◆ **Action item**
Every line from the start of the records below to the line containing "Screenshot 2025-08-25 at 7 10 53 PM" should be retyped exactly, that line included, and no others.

======== Supplied records

PR #6293, opened 2025-08-25
[NO MERGE] Ray postprocessing and writes. kinda goes zoom.

jacobsela:
fully offload post processing and writes.

Loading and offloading tensors from GPU is still on main process. Not 100% how (and if we should) get them off. At this point it may be better to just scale horizontally with DOs.

```python
from time import time_ns

import fiftyone as fo
import fiftyone.zoo as foz

dataset = fo.load_dataset("coco-val")

start = time_ns()
dataset.apply_model(
    model,
    label_field="predictions_ray",
    batch_size=16,
    num_workers=32,
    confidence_thresh=0.1,
    skip_failures=False,
)
end = time_ns()

print(f"Apply Model Time: {(end - start) / 1e9} seconds") # Apply Model Time: 147.059405114 seconds
```

Screenshot 2025-08-25 at 7 10 53 PM

all remaining time in `predict_all` that isn't forward pass is moving about tensors from cpu to gpu or back.
Screenshot 2025-08-25 at 7 20 01 PM

I guess if anything this is where multithreading would shine. Not 100% sure how to integrate it here though...

## Summary by CodeRabbit

- New Features
  - Parallelized image model inference and label writing for faster processing on large datasets
  - Automatic initialization of the distributed runtime when using parallel processing
- Refactor
  - Improved propagation of sample IDs through data pipelines to correctly associate predictions
  - Enhanced handling of model outputs without an output processor, including CPU-safe tensors and image size returns
  - More flexible batching in transformer pipelines, allowing non-tensor fields to pass through without padding

### DIFF
--- a/fiftyone/core/ray/base.py
+++ b/fiftyone/core/ray/base.py
@@ -1,0 +1,71 @@
+import ray
+
+import fiftyone.core.view as fov
+
+
+def serialize_samples(samples):
+    dataset_name = samples._root_dataset.name
+    stages = (
+        samples._serialize() if isinstance(samples, fov.DatasetView) else None
+    )
+    return dataset_name, stages
+
+
+def deserialize_samples(serialized_samples):
+    import fiftyone as fo
+
+    dataset_name, stages = serialized_samples
+
+    dataset = fo.load_dataset(dataset_name)
+    if stages is not None:
+        return fov.DatasetView._build(dataset, stages)
+    return dataset
+
+
+@ray.remote()
+class FiftyOneActor:
+    """Class for FiftyOne Ray actors.
+
+    Args:
+        serialized_samples: a serialized representation of a
+            :class:`fiftyone.core.collections.SampleCollection`
+    """
+
+    def __init__(self, serialized_samples, **kwargs):
+        super().__init__(**kwargs)
+        self.samples = deserialize_samples(serialized_samples)
+
+
+class ActorPoolContext:
+    """Context manager for a pool of Ray actors.
+
+    Args:
+        samples: a :class:`fiftyone.core.collections.SampleCollection`
+        actor_type: the :class:`FiftyOneActor` subclass to instantiate
+            for each worker
+        num_workers (int): the number of workers in the pool
+    """
+
+    def __init__(self, samples, actor_type, num_workers=4):
+        super().__init__()
+        self.serialized_samples_ref = ray.put(serialize_samples(samples))
+        self.num_workers = num_workers
+        self.actor_type = actor_type
+
+    def __enter__(self):
+        self.actors = [
+            self.actor_type.remote(self.serialized_samples_ref)
+            for _ in range(self.num_workers)
+        ]
+        self.pool = ray.util.ActorPool(self.actors)
+        return self
+
+    def __exit__(self, *args):
+        # Clean up refs
+        for actor in self.actors:
+            del actor
+
+        del self.serialized_samples_ref
+
+    def submit(self, ids, payloads):
+        self.pool.submit(lambda a, v: a.run.remote(*v), (ids, payloads))
--- a/fiftyone/core/ray/base.py
+++ b/fiftyone/core/ray/base.py
@@ -22,7 +22,6 @@ def deserialize_samples(serialized_samples):
     return dataset
 
 
-@ray.remote()
 class FiftyOneActor:
     """Class for FiftyOne Ray actors.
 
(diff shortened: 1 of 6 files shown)


fiftyone/core/ray/base.py
```diff
@@ -0,0 +1,72 @@
+import ray
+
+import fiftyone.core.view as fov
+
+
+def serialize_samples(samples):
```
kaixi-wang, line 6: This is not a good pattern because you're guaranteeing that the process will require a database connection just to resolve the file path. It would be much better to just resolve the file path directly

fiftyone/core/ray/writers.py
```diff
@@ -0,0 +1,40 @@
...
+
+        if self.post_processor is not None:
+            payloads = self.post_processor(
+                *payloads, confidence_thresh=self.confidence_thresh
+            )
+
+        with self.ctx:
+            for sample, payload in zip(samples_batch, payloads):
+                sample.add_labels(
+                    payload,
```
kaixi-wang, line 36: This is what actually needs to be refactored.

kaixi-wang (changes requested):
This adds Ray as a dependency and introduces the complexity of relying on another opinionated library but doesn't solve the root of the issue.

exupero:
Not being familiar with Ray, I have a couple high-level questions:
1. Is this using a background thread or process to offload work? (Or does Ray decide?)
2. If using a background process, does this get around the problem of SampleView and SaveContext not being picklable?

fiftyone/core/ray/base.py
jacobsela: What file paths are we talking about?

Generally speaking, we want these workers to have a database connection. One of the goals is for them to interact with FO datasets in parallel to the main process.

fiftyone/core/ray/writers.py
jacobsela: Any optimizations to the base code are welcome. That said, notice that we are offloading multiple things here from the main process, namely:
1. model output post processing
2. `add_labels`
3. writing to mongo (with `ctx.save()`)

all of these parts have some impact on final `apply_model` time.

jacobsela:
@kaixi-wang 

Re:

> This adds Ray as a dependency and introduces the complexity of relying on another opinionated library but doesn't solve the root of the issue.

There are two parts here:
*(1) the underlying issue*
The core problem this PR tries to address is offloading cpu-bound and I/O-bound operations from the main process, which we want to be only gpu-bound. It seems to do so, as indicated by the profiling attached. I am assuming that by underlying issue you mean the inherent performance of things like `add_labels`. Even if `add_labels` was optimized to take 0 time, there are other parts of the code that are a GPU utilization bottlenecks. An approach like this allows us to more easily offload _whatever_ we view as the bottleneck from any process. More generally, local optimizations can be really impactful for frequently called, especially slow operations. However, if we are interested in longer term scaling, our main concern should be dividing the code to pieces that we can individually scale according to a workload's needs.

This leads well to the second point, the use of ray (which is built to do exactly this).

*(2) adding ray as a dependency*
Yes, this is a decision we will have to make. Ray is just a means to an end here. Multiprocessing is a useful tool that can be helpful throughout our codebase. By introducing something like Ray, I hope to cut out a lot of development time that we would otherwise spend on making multiprocessing use in FiftyOne consistent, trusted, clean, and efficient. What are strong arguments for *not* using ray from your point of view? Let's discuss them and come to a decision.

fiftyone/utils/torch.py
```diff
@@ -921,9 +922,9 @@ def _predict_all(self, imgs):
 
         if self._output_processor is None:
             if isinstance(output, torch.Tensor):
-                output = output.detach().cpu().numpy()
+                output = output.detach().cpu()
```
jacobsela, line 925: notice this

fiftyone/core/ray/base.py
kaixi-wang: No you don't want to give workers database connections. There is zero benefit because the data (media) is not even in the database and cannot be retrieved using the database connection

fiftyone/utils/transformers.py
```diff
@@ -681,7 +681,17 @@ def _predict_all(self, args):
             )
 
         else:
-            return output
+            for k, v in output.items():
```
jacobsela, line 684: this

fiftyone/core/ray/base.py
jacobsela: These are writer workers. They must each hold some connection or share access to a pool of connections for us to write multiple things in parallel. Frankly we don't even need a ton of them because most of what they do is sit around waiting for I/O, so a single one that's multithreaded would probably be just fine.

Unrelated grievances with our multi-worker read system can be discussed elsewhere.

PR #6307, opened 2025-08-28
[DON'T MERGE] FOEPD-1977: Move label post-processing to background thread

exupero:

This PR updates `_apply_image_model_data_loader` to perform label post-processing on the same background thread as DB writes. To do so, it splits `_predict_all`'s logic into two sub-functions and makes them accessible via the functions `preprocess_and_forward_pass` and `postprocess` (better names welcome), then calls the latter on the background thread.

Ran following script on voxelcompute instance and profiled with the built-in cProfile module.
```python
import sys

import fiftyone as fo
import fiftyone.zoo as foz

if __name__ == "__main__":
    suffix = sys.argv[1] if len(sys.argv) > 1 else "baseline"
    if not dataset.persistent:
        dataset.persistent = True
    dataset.apply_model(model, num_workers=32, batch_size=16, confidence_thresh=0.1, label_field=f"profile_{suffix}", skip_failures=False)
```

With these changes, total running time of the script improved from 250s to 200s, almost 90% of which is spent in `_forward_pass`:
postprocessing

        notes for FiftyOne users.

-   [ ] Other

## Summary by CodeRabbit

- New Features
  - Added support for post-processing model outputs into final labels, enabling more accurate and consistent results.
  - Post-processing now leverages image size metadata when available.
  - Confidence thresholds are applied during post-processing for cleaner predictions.

- Refactor
  - Shifted to a two-stage prediction pipeline (raw output + post-processing) for both batch and asynchronous paths, improving reliability and consistency without changing public APIs.

### DIFF
--- a/fiftyone/core/models.py
+++ b/fiftyone/core/models.py
@@ -486,8 +486,9 @@ def _apply_image_model_data_loader(
             )
         )
 
-        def save_batch(sample_batch, labels_batch):
+        def save_batch(sample_batch, model, output, image_sizes):
             with _handle_batch_error(skip_failures, sample_batch):
+                labels_batch = model.postprocess(output, image_sizes)
                 for sample, labels in zip(sample_batch, labels_batch):
                     if filename_maker is not None:
                         _export_arrays(labels, sample.filepath, filename_maker)
@@ -507,14 +508,15 @@ def _apply_image_model_data_loader(
                 if isinstance(imgs, Exception):
                     raise imgs
 
+                image_sizes = imgs.pop("fo_image_size", [(None, None)])
                 if needs_samples:
-                    labels_batch = model.predict_all(
+                    output = model.preprocess_and_forward_pass(
                         imgs, samples=sample_batch
                     )
                 else:
-                    labels_batch = model.predict_all(imgs)
+                    output = model.preprocess_and_forward_pass(imgs)
 
-                submit(save_batch, sample_batch, labels_batch)
+                submit(save_batch, sample_batch, model, output, image_sizes)
 
             pb.update(len(sample_batch))
 
--- a/fiftyone/core/models.py
+++ b/fiftyone/core/models.py
@@ -485,8 +485,15 @@ def _apply_image_model_data_loader(
                 warning="Async failure labeling batches",
             )
         )
+        output_processor = model._output_processor
+        context.enter_context(fou.SetAttributes(model, _output_processor=None))
 
-        def save_batch(sample_batch, labels_batch):
+        def save_batch(sample_batch, output, image_sizes):
+            labels_batch = output_processor(
+                output,
+                image_sizes,
+                confidence_thresh=model.config.confidence_thresh,
+            )
             with _handle_batch_error(skip_failures, sample_batch):
                 for sample, labels in zip(sample_batch, labels_batch):
                     if filename_maker is not None:
@@ -507,14 +514,15 @@ def _apply_image_model_data_loader(
                 if isinstance(imgs, Exception):
                     raise imgs
 
+                image_sizes = imgs.pop("fo_image_size", [(None, None)])
                 if needs_samples:
-                    labels_batch = model.predict_all(
-                        imgs, samples=sample_batch
-                    )
+                    output = model.predict_all(imgs, samples=sample_batch)
                 else:
-                    labels_batch = model.predict_all(imgs)
+                    output = model.predict_all(imgs)
 
-                submit(save_batch, sample_batch, labels_batch)
+                submit(
+                    save_batch, sample_batch, output, image_sizes=image_sizes
+                )
 
             pb.update(len(sample_batch))
 
--- a/fiftyone/core/models.py
+++ b/fiftyone/core/models.py
@@ -485,7 +485,9 @@ def _apply_image_model_data_loader(
                 warning="Async failure labeling batches",
             )
         )
-        output_processor = model._output_processor
+        output_processor = getattr(
+            model, "_output_processor", lambda output, *_, **__: output
+        )
         context.enter_context(fou.SetAttributes(model, _output_processor=None))
 
         def save_batch(sample_batch, output, image_sizes):
--- a/fiftyone/core/models.py
+++ b/fiftyone/core/models.py
@@ -486,9 +486,8 @@ def _apply_image_model_data_loader(
             )
         )
 
-        def save_batch(sample_batch, model, output, image_sizes):
+        def save_batch(sample_batch, labels_batch):
             with _handle_batch_error(skip_failures, sample_batch):
-                labels_batch = model.postprocess(output, image_sizes)
                 for sample, labels in zip(sample_batch, labels_batch):
                     if filename_maker is not None:
                         _export_arrays(labels, sample.filepath, filename_maker)
@@ -508,15 +507,14 @@ def _apply_image_model_data_loader(
                 if isinstance(imgs, Exception):
                     raise imgs
 
-                image_sizes = imgs.pop("fo_image_size", [(None, None)])
                 if needs_samples:
-                    output = model.preprocess_and_forward_pass(
+                    labels_batch = model.predict_all(
                         imgs, samples=sample_batch
                     )
                 else:
-                    output = model.preprocess_and_forward_pass(imgs)
+                    labels_batch = model.predict_all(imgs)
 
-                submit(save_batch, sample_batch, model, output, image_sizes)
+                submit(save_batch, sample_batch, labels_batch)
 
             pb.update(len(sample_batch))
 
--- a/fiftyone/utils/transformers.py
+++ b/fiftyone/utils/transformers.py
@@ -654,31 +654,34 @@ class FiftyOneTransformer(TransformerEmbeddingsMixin, fout.TorchImageModel):
                     for _k, _v in self._last_output[k].items()
                 }
 
-    def _preprocess_and_forward_pass(self, args):
+    def _predict_all(self, args):
         if self.preprocess:
             args = self.collate_fn(self.transforms(args))
+
+        # this line is the only difference between this and the base class
+        # we should consolidate this function once post processing is properly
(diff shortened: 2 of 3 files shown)


jacobsela:
I was thinking about the numbers for a bit and I think most of the time save in this PR is coming from saving on I/O time between the CPU and GPU.

When comparing with the [mock PR](https://github.com/voxel51/fiftyone/pull/6293) I put up a few days ago, the diff in computation is as follows:
1. post processing is threaded in this PR rather than on a different process.
2. however the GPU-CPU I/O is on the main process in the other PR, while it's on a different thread in this one.

Those two points combined with the fact that the GPU/CPU I/O in the mock PR was ~50s, roughly the amount of time saved in this PR, lead me to believe that the above assertion is correct.

Now, I didn't offload the I/O in the other PR because I was getting a GPU memory leak (that I didn't want to deal with for the mockup) when doing the GPU-CPU I/O call in the other process, see the change in [this line](https://github.com/voxel51/fiftyone/pull/6293/files#r2308942856).

However what this leads me to believe is that we could get the combined effects of both PRs by having the "actual" post processing be on another process while having the I/O be threaded. Assuming we can stack the effects, we would be looking at ~100s for this code (going off the mock PR profiling).

fiftyone/core/models.py
```diff
@@ -486,8 +486,9 @@ def _apply_image_model_data_loader(
             )
         )
 
-        def save_batch(sample_batch, labels_batch):
+        def save_batch(sample_batch, model, output, image_sizes):
             with _handle_batch_error(skip_failures, sample_batch):
+                labels_batch = model.postprocess(output, image_sizes)
```
brimoor: Unless I'm missing something, this will cause `apply_model()` to start failing for all existing `TorchImageModel` instances besides `FiftyOneTransformer` which you've specifically implemented `postprocess()` for. We can't do that.

For context, the model zoo contains lots of instances of `TorchvisionImageModel(TorchImageModel)`. [EG here](https://github.com/voxel51/fiftyone/blob/2853b72cb393c1b08d1f14bcfd06da5ee7d3ae50/fiftyone/zoo/models/manifest-torch.json#L19)

fiftyone/core/models.py
```diff
@@ -507,14 +508,15 @@ def save_batch(sample_batch, labels_batch):
                 if isinstance(imgs, Exception):
                     raise imgs
 
+                image_sizes = imgs.pop("fo_image_size", [(None, None)])
```
brimoor, line 519: `fo_image_size` is unique to `FiftyOneTransformer` so it can't be referenced in `fiftyone.core.models`.

fiftyone/core/models.py
```diff
@@ -507,14 +508,15 @@ def save_batch(sample_batch, labels_batch):
...
                 if needs_samples:
-                    labels_batch = model.predict_all(
+                    output = model.preprocess_and_forward_pass(
```
brimoor: As @jacobsela pointed out, this is a sensitive change. The `Model` interface is a public-facing thing that was created so that users can write their own `Model` instances that implement our interface so that `apply_model()` can support them:
https://docs.voxel51.com/model_zoo/design.html

brimoor (changes requested):
If we wanted to provide a new syntax where postprocessing is not performed in the main process, then we'd need to support it in a backwards-compatible way in the `Model` class that would allow `apply_model()` to continue working for all existing `Model` instances.

I believe what you want is a similar idea to the existing `Model.preprocess == False`, which tells `Model.transforms` to be applied by the data loader and **not** in `predict()`/`predict_all()`.

For example, we could have `Model.postprocess == None` by default, but if a `Model` provides a non-None `Model.postprocess`, then `predict()`/`predict_all()` is assumed to provide a "raw" output that must be passed to `Model.postprocess()`. And then that can be called in a separate worker inside `apply_model()`.

exupero:
I should have noted that this is a proof of concept needing feedback for the proper way to apply it, so thanks for providing that feedback without my asking 💯.

@jacobsela can you provide benchmarks for reloading samples on a separate process? I spiked a branch with that mimicked the serialization and deserialization logic in your #6293, but having to reload samples from the DB appeared to be significantly slower than sharing memory between threads (slower as in my test script appeared to hang but was actually just going through background tasks at 15-20s per task). I might have missed something in your proof of concept, so I can share my spike code if you're interested.

My expectation is that the speedup in this branch is due to unblocking the GPU. Currently `predict_all` blocks on GPU-bound execution, then blocks on CPU-bound execution, but those can be done concurrently, so moving CPU operations to a background thread allows the next batch of GPU operations to begin while the CPU is still transforming tensors into FO detection objects.

Does Python cProfile data capture GPU-CPU I/O? If so, what should I look for? Or are you using a different tool to benchmark GPU-CPU I/O?

fiftyone/utils/transformers.py
```diff
@@ -654,35 +654,32 @@ def last_output(self, value):
...
         if self.preprocess:
             args = self.collate_fn(self.transforms(args))
 
-        # this line is the only difference between this and the base class
-        # we should consolidate this function once post processing is properly
-        # removed out of torchimagemodel
-        image_sizes = args.pop("fo_image_size", [(None, None)])
-
         for k, v in args.items():
             args[k] = v.to(self.device)
```
jacobsela: CPU to GPU copy

kaixi-wang:
> bothers @kaixi-wang about this approach. As far as I understand the concern stems from the repeated COLLSCANs that can be potentially slow, especially at the bottom of the collection. I'm not sure that in aggregate this is a problem just yet, but I have some ideas for things we can do to alleviate some of the problem if it turns out that it is

The issues are not just the COLLSCAN alone. it's the unnecessary database lookups to resolve samples when what you actually only need is filepath and storage client to resolve media.

jacobsela:
> The issues are not just the COLLSCAN alone. it's the unnecessary database lookups to resolve samples when what you actually only need is filepath and storage client to resolve media. It's overcomplicating everything in a way that impacts the ability to parallelize work

Resolving filepaths and media is for loading and preprocessing. It's unrelated to this PR. Please limit discussion to the topic at hand.

jacobsela:
> Here's a less intrusive take that mirrors the technique in #6293 of manipulating the model's `_output_processor` attribute to prevent post-prediction processing.

Ok this is a way better starting point. To address the points:

> It works, but I don't see that attribute as part of the model interface, so I'm assuming model classes aren't guaranteed to have it and this approach is a non-starter.

Yeah, this isn't guaranteed across the board currently. It is a part of the `TorchImageModel` interface, see code [here](https://github.com/voxel51/fiftyone/blob/30a246f929a651cea053b9941205f55128a21099/fiftyone/utils/torch.py#L427). Notice that the `apply_model` "sub function" you are working with (`_apply_image_model_data_loader`) only gets called for torch models or for `SupportsGetItem` (see the check [here](https://github.com/voxel51/fiftyone/blob/30a246f929a651cea053b9941205f55128a21099/fiftyone/core/models.py#L196)).

> Is there a more universal way to exclude post-processing from predict_all, or would doing that necessitate changing the model contract?

First, note that any change we would do (even if limited to `TorchImageModel`s and `_apply_image_model_data_loader` would require some interface change (even if only to those classes), see @brimoor's [point](https://github.com/voxel51/fiftyone/pull/6307/files#r2309121655).

I strongly recommend implementing the generic `TorchModel` interface for this change (again see the "arbitrary model input" doc shared with you). This is because the alternative (written below) is not significantly less work.

At the very least, `TorchImageModel`'s `_predict_all` needs to be changed so that if post processing happens outside of it, it delivers the correct payload. This would have cascading effects `TorchImageModel` subclasses, and the change would likely also have to be reflected there.

fiftyone/core/models.py
```diff
@@ -485,8 +485,17 @@ def _apply_image_model_data_loader(
...
             )
         )
+        output_processor = getattr(
+            model, "_output_processor", lambda output, *_, **__: output
+        )
+        context.enter_context(fou.SetAttributes(model, _output_processor=None))
 
-        def save_batch(sample_batch, labels_batch):
+        def save_batch(sample_batch, output, image_sizes):
+            labels_batch = output_processor(
```
kaixi-wang, line 494: is it actually more efficient to do this in a thread? How do the size of the output vectors compare to the final predicted objects?

exupero: It's not more efficient, it's more concurrent. Moving this to a background thread allows the output to be processed while the next batch's inputs are being processed and run. I.e.

(not to scale)
```mermaid
gantt
	title Async postprocessing
	dateFormat X
	axisFormat %s
	
	section Main thread
	Preprocess :active, preprocess, 0, 1
	Predict :active, predict, 1, 2
	Preprocess :active, preprocess, 2, 3
	Predict :active, predict, 3, 4
	
	section Background thread
	Postprocess :active, postprocess, 2, 3
	Write :active, write, 3, 4
	Postprocess :active, postprocess, 4, 5
	Write :active, write, 5, 6
```

With the test script, `output` is 4-5x larger (in bytes) than `labels_batch`, but since this is a thread, memory is shared, so it it shouldn't incur any greater memory usage than the previous version.

exupero:
Using the test script in the PR description, this flamegraph against develop shows more than half of `_predict_all`'s time is spent in the output processor (121s out of 219s):
Screenshot 2025-09-03 at 10 29 20 AM
However, the overall improvement of moving post-processing to the background thread only seems to be about 20% (note the green line, where run time reduced from 250s to 200s):
postprocessing
The flamegraph against this branch shows `_forward_pass` takes ~40% longer:
Screenshot 2025-09-03 at 10 39 15 AM
I expect the longer execution time is due to the GIL contention, so while moving post-processing to a background thread does make an overall improvement, further gains should be possible by moving to a background process (though that work is left for a separate PR).

exupero:
I've created [FOEPD-2017 Add post-processing hook to Model interface](https://voxel51.atlassian.net/browse/FOEPD-2017). Closing this until that work is complete.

================

◆ **Output for this exercise**
PR #6293, opened 2025-08-25
[NO MERGE] Ray postprocessing and writes. kinda goes zoom.

jacobsela:
fully offload post processing and writes.

Loading and offloading tensors from GPU is still on main process. Not 100% how (and if we should) get them off. At this point it may be better to just scale horizontally with DOs.

```python
from time import time_ns

import fiftyone as fo
import fiftyone.zoo as foz

dataset = fo.load_dataset("coco-val")

start = time_ns()
dataset.apply_model(
    model,
    label_field="predictions_ray",
    batch_size=16,
    num_workers=32,
    confidence_thresh=0.1,
    skip_failures=False,
)
end = time_ns()

print(f"Apply Model Time: {(end - start) / 1e9} seconds") # Apply Model Time: 147.059405114 seconds
```

Screenshot 2025-08-25 at 7 10 53 PM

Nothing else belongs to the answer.